• Warning: Spoilers
    Yet another musician-based biopic, sad but true. It's a musical recreation of early recording artists at Chess Records circa 1950-1960's, the Chicago Blues' holiest temple. Marquee roles include Muddy Waters, Little Walter, Etta James, Howlin' Wolf and Chuck Berry. Pulling strings from behind the glass is owner/macher, Leonard Chess. Unfortunately, Hollywood can even f**k up the blues. In it's profligate grab for cash, the executives seem to have found a formula which entails hiring music and film stars to pose and emote for an hour and a half in order to sell a soundtrack. Do they teach this stuff at USC film school? Or does the new breed bypass appreciation of the medium altogether? Is it all dollars and cents? For every good bit of casting, such as Jeffrey Wright in the role of Muddy Waters, there are countless others who flail around, mug, grimace, bleed, and of course sing. Adrian Brody will not remember this role as a hallmark in his career. At what point did the director, Darnell Martin, throw up her hands and quit caring? Contracting Beyonce to fill the role of Etta James is like casting a Persian kitten with dyed tips to play a bloody-mouthed mother lion growling her need across the hot nighttime skies. Whoever made this movie should be ashamed. Hell, I'm ashamed and I only watched it.

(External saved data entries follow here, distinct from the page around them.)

PR #1095, opened 2024-02-15
Start finishing instantiate-tests (more to come)

ckormanyos:
The purpose of this PR is to let many instantiation tests also run. Standalone/non-Standalone symmetry is achieved. Time to finish this and cover the last 500 lines in `mixed`-whatever.


ckormanyos:
First step does not include th full 500 missing lines. These will be present shortly.

ckormanyos:
Hi John (@jzmaddock) How about this preliminary fix on 1 of the seven places to fix that domain assertion. Such powerful language, ... _domain_ _assertion_.

ckormanyos:
Let's see if it cycles green...

test/test_compile_test_and_run.cpp
```diff
@@ -4,6 +4,8 @@
 //  Boost Software License, Version 1.0. (See accompanying file
 //  LICENSE_1_0.txt or copy at http://www.boost.org/LICENSE_1_0.txt)
 
+#define TEST_COMPLEX
+
 #include <boost/core/lightweight_test.hpp>
 #include <boost/cstdfloat.hpp>
```
jzmaddock, line 10: I have a hunch that cstdfloat.hpp is pulling in something that sets the policy defaults before instantiate.hpp gets included.

ckormanyos: Ok. We are moving fast in two threads, that is probably because I started two threads. So be it. 

We do, nonetheless, need to fix this properly. I've seen also your comments on style in the other thread. We can combine all these. But for some reason, I can't find the right syntax on the policies to make every compiler _happy_.

ckormanyos:
If we look [here](https://github.com/boostorg/math/actions/runs/7914656922) the code is compiling and running.

And (you might call em odd), but I want that code both compiling and running. This is not usually considered strange. That's why I wrote the code. So I'd like to find a way to get both.

If that proves impossible, or I'm pressing too hard or fast, we can back off totally on this. But it will be hard to convince me that the code can't compile and run.

ckormanyos:
Hi John (@jzmaddock),

Thanks so much for your inputs on this PR.

I thought a lot about your comments. And some or (but not all) of the stuff I implemented does not make sense. So what I did in this recent push was handle most of your review comments and reduce the one single mystery I had remaining (hopefully) to one single new file.

The name of the original test file I had selected was somewhat non-intuitive and the new renamed file is called [`test_instantiate3.cpp`](https://github.com/boostorg/math/blob/finish_instantiate/test/test_instantiate3.cpp).

It's cycling now. The `static_assert`s are back in place in the Cauchy and non-central-beta distributions.

If we find a mystery I'd like to solve it. If you would strongly prefer to _stop_ attempting to execute the instantiation code, that's as easy as two single lines, ... `LCOV_EXCL_START`/`LCOV_EXCL_STOP`.

But I'd like to see if the mystery compile failures are still present and find out (if so) why?

Cc: @mborland and @NAThompson

ckormanyos:
Hi @jzmaddock regardless of whether we run or don't run the code in instantiate.hpp, I have a mystery which simply confuses me.

In the most recent drone run all the time `test_instantiate1.cpp` and `test_instantiate2.cpp` pass. But `test_instantiate3.cpp`, even though it seems very similar to me fails all over the place on older GCC compilers.

If we can clear up the why? on this, then we can negotiate on the question, ... to run or not to run, ... the code in instantiate.hpp.

Do you see any clear reason why the code in [`test_instantiate3.cpp`](https://github.com/boostorg/math/blob/finish_instantiate/test/test_instantiate3.cpp) should fail _compilation_? This has perplexed and stymied me for days.

ckormanyos:
The perplexing part is in [drone 1769](https://drone.cpp.al/boostorg/math/1769).

Concern was earlier raised that `<boost/cstdfloat.hpp>` which has a lot of depth might be bringing in some stuff to occlude.

I'll now try a run that avoids using `<boost/cstdfloat.hpp>`.

ckormanyos:
> try a run that avoids using `<boost/cstdfloat.hpp>`

Well, I'm off to hit this day, but it seems like drone is cycling green without `<boost/cstdfloat.hpp>`. Now I know where to look.

@jzmaddock to run or not to run code in instantiate.hpp, that is the last open question.

ckormanyos:
So it seems like <boost/cstdfloat.hpp> introduces something at compile time that occludes a default policy template parameter. What a cool search topic. I'll start searching

jzmaddock:
@ckormanyos you need to remember that the default is a global thing, once it's been set you can't re-set it to something else.  So once policy.hpp has been #included, that's it, the defaults are set, and nothing will change that.  So either the #define needs to be at the top of the .cpp file before any #includes, or if you're relying on instantiate.hpp to set the defaults it needs, then that header needs to be the **first** #include in the list.

ckormanyos:
Thanks john. This is great. I’ll try that and see.

In your honest opinion, how tough is the tussle going to be to run or not actually execute that code?

ckormanyos:
>> In your honest opinion, how tough is the tussle going to be to run or not actually execute that code?

> It shouldn't really be that hard, the question is whether we learn that much from it - as I said, the code was only designed as a concept check - it doesn't verify behaviour or check that the function calls do anything meaningful, those tests are elsewhere.

First off I apologize if my introduction of this was awkward or my wording unfortunately stark. That was not so cool.

Thanks for going on with this.

I ended up going back-and-forth (and back-and-forth) twice, two entire cycles on this in my mind.

My result: I really like these as unit tests. These lines were written with great attention to detail. When I first made them runable, I ran into exceptions, stack problems and a whole host of other things. This is a true gem where hundreds of special functions are called back-to-back, providing a wonderful top-level sanity check (in great addition to the instantiation check).

My wish:

- Address the remaining review issues (such as `scoped_ptr`.
- Cover the `_mixed` lines.
- And party with it.

I really appreciate the instantiations as a unit test.

Having said that, this post brought me into other issues.
- `<boost/cstdfloat>` has a few simple simplifications possible. We talked in the past regarding this, but the complex template puuls in `boost/math/constants/constants.hpp`, which today i would not have in the top-level of boost just for $\pi$ and ${\log}(10)$.
- We did find a configuration weakness for STANDALONE. This is good. So now standalone tests _instantiate_.

I'm going to go on with this and try for 1.85.

ckormanyos:
This thing, being now better, is actually coming in now.

The sense is that it now deos _not_ change the distributions in any way and we can include STANDALONE tests. So I'll chase down the review issues and `_mixed` in a future PR. But I have to jam this one in since the distributions were, in fact, a bit unjudiciously modified in develop. And that was not right.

    This movie is so bad it will probably make money. The producers know their market: youthful audiences aroused by celebrity casts (Mos Def, Beyonce), and older fans enticed by the Blues legends of their youth. We need look no farther than the recent box office success of similar films including Taylor Hackford's "Ray," James Mangold's "I Walk the Line," and Bill Condon's "Dreamgirls." Each one focusing on the recording industry with its supply of soundtrack hits, stars and prestigious awards. This movie sips from that same well.

    Cadillac Records borrows heavily from those films, but lacks any focus. It's a compendium of characters, songs, sub-plots in search of a main thread. They'd probably have achieved their ends more successfully by making "Muddy," thereby concentrating on one major luminary instead of an entire stable of acts. Or "Etta," since R and B is a more commercially popular and viable commodity in 2009 than the three-chord limitations of Chicago Blues. In fact Cadillac Records tried to fit about 5 biopics into one, which was an unfortunate conception.

    A tribute lounge band in Las Vegas gives more integrity to the Chicago legends than this movie does. There's something so soulless and imitative about it, as if it were written, filmed, edited and finished by a cell of marketing executives bent on scraping every last dollar out of its tired carcass.